George M. Hopper was voted chair-elect for 2013-14 at the organization’s fall meeting. He will assume the responsibilities of chair in 2014-15.
As chair-elect, Hopper also will serve for three years on the national Experiment Station Committee on Organization and Policy, the executive body of the Experiment Station Section, Board on Agriculture Assembly of the Association of Public and Land-Grant Universities.
The Southern Association of Agricultural Experiment Station Directors includes members from 13 states and two U.S. territories: Alabama, Arkansas, Florida, Georgia, Kentucky, Louisiana, Mississippi, North Carolina, Oklahoma, South Carolina, Tennessee, Texas, Virginia, Puerto Rico and the U.S. Virgin Islands.
The organization works to identify research priorities and collaborative opportunities among the 15 land-grant universities in this region. The Hatch Act of 1887 created experiment stations at land-grant universities nationwide and charged them with the mission of conducting agricultural research.
The Mississippi State University experiment station, known as MAFES, is a leader in traditional agricultural research. It also develops new technologies designed to increase crop yields, develop sustainable alternative biofuels and leverage the state’s agricultural assets to produce the food, feed, fiber and fuels that are in demand around the world while increasing economic development for Mississippi.

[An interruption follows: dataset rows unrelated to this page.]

PR #58, opened 2020-07-07
Simplify TimeRange.overlaps and TimeRange.contains implementations.

GrantComm:
Removed some redundant booleans in the implementation of those two functions, suggested by @apluscs.

### DIFF
--- a/src/main/java/com/google/sps/data/TimeRange.java
+++ b/src/main/java/com/google/sps/data/TimeRange.java
@@ -79,13 +79,14 @@ public final class TimeRange {
     //
     // Case 3: |---------|
     //            |---|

An MSU alumnus, Hopper is also dean of the MSU College of Agriculture and Life Sciences, dean of the College of Forest Resources and director of the Forest and Wildlife Research Center.
In addition to earning bachelor’s and master’s degrees from MSU, Hopper holds a doctorate from Virginia Polytechnic Institute and State University. A Vicksburg native, Hopper is a Society of American Foresters Fellow and a past president of the National Association of University Forest Resources Programs.